# Python multithreading solution

Here, we will create a simple stochastic calculation of pi, and then parallelize it using multiprocessing (and multithreading to compare).

```
import random
```

```
def sample(n):
"""Make n trials of points in the square. Return (n, number_in_circle)
This is our basic function. By design, it returns everything it\
needs to compute the final answer: both n (even though it is an input
argument) and n_inside_circle. To compute our final answer, all we
have to do is sum up the n:s and the n_inside_circle:s and do our
computation"""
n_inside_circle = 0
for i in range(n):
x = random.random()
y = random.random()
if x**2 + y**2 < 1.0:
n_inside_circle += 1
return n, n_inside_circle
```

```
%%timeit
# Do it just for timing
n, n_inside_circle = sample(10**6)
```

```
314 ms ± 1.37 ms per loop (mean ± std. dev. of 7 runs, 1 loop each)
```

```
# Do the actual calculation (the previous result doesn't get saved)
n, n_inside_circle = sample(10**6)
```

This is the “calculate answer” phase.

```
pi = 4.0 * (n_inside_circle / n)
pi
```

```
3.140036
```

## Do it in parallel with multiprocessing

This divides the calculation into 10 tasks and runs `sample`

on each of them.
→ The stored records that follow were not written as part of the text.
PR #373, opened 2019-10-22
Auto-mark some more cases

frank-weinberg:
Mark Lost
- when a Jammer completes their initial trip and isn't declared lead
despite being eligible.
- when a Penalty is recorded for an eligible or Lead Jammer.

Make Calloff and Injury mutually exclusive when entered through the
operator controls. (In the rare case where both should be marked, this
can be done on the SK sheet.)

### DIFF
--- a/src/com/carolinarollergirls/scoreboard/core/Jam.java
+++ b/src/com/carolinarollergirls/scoreboard/core/Jam.java
@@ -10,6 +10,8 @@ import com.carolinarollergirls.scoreboard.event.ScoreBoardEventProvider;
 public interface Jam extends NumberedScoreBoardEventProvider<Jam> {
     public void setParent(ScoreBoardEventProvider p);
 
+    public boolean isOvertimeJam();
+    
     public long getDuration();
     public long getPeriodClockElapsedStart();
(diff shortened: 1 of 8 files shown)


JeneralPain:
You don’t mark lost for lead eligible when you don’t get lead.

Lost has two cases:
1. Eligible for lead and LOST eligibility due to a penalty

2. Had lead and LOST due to penalty.

frank-weinberg:
The rules disagree:

> A Jammer becomes ineligible to earn Lead during a Jam if they commit a penalty during that Jam, **exit the front of the Engagement Zone without having earned Lead**, remove their helmet cover, or have their helmet cover removed by a teammate.

(emphasis mine)

See also the Statsbook Manual:

> Situations where “Lost” should be marked: [...] Jammer exits the Engagement Zone at the end of the Initial Trip and the Jammer Referee signals not Lead, even though Lead has not yet been declared.

brian-brazil:
These should be predicated on it not being an overtime jam, and these should have unittests.

frank-weinberg:
I have gone with blocking lost in overtime jams in general instead of adding an extra condition to every item that sets it.

PR #374, opened 2019-10-22
Make Tab Bar Hidable

frank-weinberg:


brian-brazil:
The initial state's not right.

frank-weinberg:
Turns out that initializing operator settings was severly broken and we just didn't notice as all defaulted to false.

brian-brazil:
That's still not right, plus every 3rd click flickers instead of applying.

frank-weinberg:
should work now.

PR #375, opened 2019-10-23
Show all skater numbers for jammer/pivot selection.

brian-brazil:
No more dropdowns to get in the way of keyboard shortcuts,
plus it should be faster to use.

I think this works nicely, though this bit of the screen might need a small reorg now. These don't support key controls.

Screenshot_2019-10-23_18-57-46

### DIFF
--- a/html/components/team-time-tab.css
+++ b/html/components/team-time-tab.css
@@ -47,6 +47,12 @@
 #TeamTime table.Team tr.Jammer td.ui-buttonset label.Lead.ui-state-active { background: #3f3; }
 #TeamTime table.Team tr.Jammer td.ui-buttonset label.StarPass.ui-state-active { background: #3f3; }
 
+#TeamTime .skaterSelector>button { border-radius: 0; }
+#TeamTime .skaterSelector>button:first-of-type { border-radius: 12px 0px 0px 12px; border-top: none; }
+#TeamTime .skaterSelector>button:last-of-type { border-radius: 0px 12px 12px 0px; }
+#TeamTime .skaterSelector>button:only-of-type { border-radius: 12px; }
+#TeamTime .skaterSelector>button>span { padding-top: 0.3em; padding-bottom: 0.3em; }
+
 #TeamTime table.Team button.Box.Active { color: #000; background: #F33; }
 #TeamTime table.Team button.Active:not(.Box) { color: #000; background: #3F3; }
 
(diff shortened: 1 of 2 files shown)


frank-weinberg:
The selector area is already crowded on this wide screen. On a smaler screeen, this will be too large. How about this layout:

Screenshot_20191026_111531

On half the width this still looks reasonable:

Screenshot_20191026_111243

> These don't support key controls.

Why? Not having to take the hand off the keyboard would be very useful.

brian-brazil:
> How about this layout:

That works. If all skater numbers are 4 digit on a widescreen the Box wraps, so that seems fine.

> Why? Not having to take the hand off the keyboard would be very useful.

Unlike every other control these are dynamic, so in the best case the semantics would be non-obvious to users (is it tied to a skater? a number? an index in the list?).

frank-weinberg:
> in the best case the semantics would be non-obvious to users (is it tied to a skater? a number? an index in the list?).

Since the key assignments are displayed on the buttons, this will be easy enough to figure out. The people who are the audience for this feature will happily learn that. And those that don't want to use the feature don't need to care about it.

What I'd do is tie the key to the skater and drop it if the skater is removed from the roster or the team is replaced. That happens to also be the easiest option to implement.

brian-brazil:
> Since the key assignments are displayed on the buttons, this will be easy enough to figure out.

Hmm, I wonder how that'd affect wrapping.

> What I'd do is tie the key to the skater and drop it if the skater is removed from the roster or the team is replaced.

That'd drop more than you'd expect, such as if a skater's name/number changes (button is deleted and re-created), or a skater is out for 3 jams. This is more complicated than it might seem.

frank-weinberg:
> Hmm, I wonder how that'd affect wrapping.

For every given team roster there will be a window size where adding in a key assignment will cause it to wrap. And a slightly smaller one where it will wrap anyways. Since many people are not running the operator screen in fullscreen, speculating about window sizes is moot. We should just make sure that the screen doesn't become unusable on a reasonable range of window sizes.

> That'd drop more than you'd expect, such as if a skater's name/number changes (button is deleted and re-created),

I've seen the delete-recreate part. It should be possible to read the key before and reassign after.

>  or a skater is out for 3 jams.

Out for 3 jams does not remove a skater from the list.

> This is more complicated than it might seem.

I'm fine with implementing it myself as long as I don't have to expect a block based on "I don't want that feature".

brian-brazil:
> I'm fine with implementing it myself as long as I don't have to expect a block based on "I don't want that feature".

That works for me.

PR #379, opened 2019-11-01
Re-Field Skaters penalized between Jams

frank-weinberg:


src/com/carolinarollergirls/scoreboard/core/impl/SkaterImpl.java
```diff
@@ -113,16 +113,23 @@ public ValueWithId create(AddRemoveProperty prop, String id) {
...
-        } else if (prop == Child.FIELDING && ((Fielding)item).isCurrent()) {
-            set(Value.CURRENT_FIELDING, item, Flag.INTERNAL);
-        } else if (prop == Child.FIELDING && team.hasFieldingAdvancePending() &&
-                ((Fielding)item).getTeamJam().isRunningOrEnded()) {
-            setRole(((Fielding)item).getCurrentRole());
+        if (prop == NChild.PENALTY) {
+            Penalty p = (Penalty)item;
+            if (FO_EXP_ID.equals(p.getProviderId())) {
+                updateEligibility();
+            } else if (!p.isServed() && getRole() == Role.JAMMER && getCurrentFielding() != null
```
brian-brazil: This is making it not work for Jammers

frank-weinberg: This should not fire between jams - fixed.

PR #381, opened 2019-11-04
Allow inserting a Jam between last and upcoming

frank-weinberg:
If the SBO realizes a missing Jam before the subsequent one has started.

### DIFF
--- a/html/components/team-time-tab.js
+++ b/html/components/team-time-tab.js
@@ -893,6 +893,8 @@ function createPeriodDialog() {
 }
 
 function createJamDialog() {
+	var currentPeriod;
+	var nextJam;
 	var dialog = $("<div>").addClass("NumberDialog");
 	var tableTemplate = $("<table>").addClass("Period");
 	var headers = $("<tr><td/><td/><td/><td/><td/><td/></tr>").appendTo(tableTemplate);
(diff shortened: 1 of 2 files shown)


html/components/team-time-tab.js
```diff
@@ -904,7 +906,13 @@ function createJamDialog() {
 		.appendTo(headers.children("td:eq(2)").addClass("Title"));
 	$("<a>").text("PC at end").addClass("Title")
 		.appendTo(headers.children("td:eq(3)").addClass("Title"));
-	var currentPeriod;
+	var footer = $('<tr><td colspan="4"></td><td></td><td></td>')
+		.addClass("Jam").attr("nr", 999).appendTo(tableTemplate);
+	$('<span>').text('Upcoming').appendTo(footer.children('td:eq(0)'));
+	$('<button>').text('Insert Before').button().click(function () {
+		console.log('ScoreBoard.Jam(' + nextJam + ').InsertBefore');
```
brian-brazil: Debug code left behind?

html/components/team-time-tab.js
```diff
@@ -981,7 +989,11 @@ function createJamDialog() {
 		currentPeriod = v;
 		dialog.find("table.Period.Show").removeClass("Show");
 		dialog.find("table.Period[nr="+v+"]").addClass("Show");
-	})
+	});
+	
+	WS.Register(['ScoreBoard.Jam(*).Number'], function(k, v) {
+		nextJam = v;
```
brian-brazil: Hmm, is this safe? It's going to get deleted jams wrong at least.

frank-weinberg: `ScoreBoard.Jam()` is the upcoming Jam, so this will not be triggered by any changes to past jams (unless they change the number of the upcoming Jam).

But a guard for deletion makes sense - added (and removed the debug code).

PR #384, opened 2019-11-10
Add a scoreboard setting for displaying the logo.

brian-brazil:
This allows for not using the logo on the scoreboard
to make the team name more readable, while leaving it
accessible for the overlay.


frank-weinberg (commented):
When the setting is not set (e.g. starting from an older autosave), the button has no text.

brian-brazil:
Fixed down in the library.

Then it re-combines the results.

```
import multiprocessing.pool
pool = multiprocessing.pool.Pool()
# The default pool makes one process per CPU
```

```
%%timeit
# Do it once to time it
results = pool.map(sample, [10**5] * 10)
```

```
152 ms ± 437 µs per loop (mean ± std. dev. of 7 runs, 10 loops each)
```

```
# Do it again to get the results, since the results of the above
# cell aren't accessible because of the %%timeit magic.
results = pool.map(sample, [10**5] * 10)
```

```
pool.close()
```

```
n_sum = sum(x[0] for x in results)
n_inside_circle_sum = sum(x[1] for x in results)
pi = 4.0 * (n_inside_circle_sum / n_sum)
pi
```

```
3.139504
```

## Do it in “parallel” with threads

To compare. This should not be any faster, because the multiple Python functions can not run at the same time in the same process.

```
threadpool = multiprocessing.pool.ThreadPool()
```

```
%%timeit -o
# Do it once to time it
threadpool.map(sample, [10**5] * 10)
```

```
288 ms ± 1.63 ms per loop (mean ± std. dev. of 7 runs, 1 loop each)
```

```
<TimeitResult : 288 ms ± 1.63 ms per loop (mean ± std. dev. of 7 runs, 1 loop each)>
```

```
# Do it again to get the results, since the results of the above
# cell aren't accessible because of the %%timeit magic.
results = threadpool.map(sample, [10**5] * 10)
```

```
threadpool.close()
```

```
n_sum = sum(x[0] for x in results)
n_inside_circle_sum = sum(x[1] for x in results)
pi = 4.0 * (n_inside_circle_sum / n_sum)
pi
```

```
3.142448
```

## Future ideas

You could make a separate `calculate`

function that take a list of results and returns pi. This can be used regardless of if it is done with multiprocessing or without.

Notice the similarity to split-apply-combine or map-reduce which is a specialization of split-apply-combine.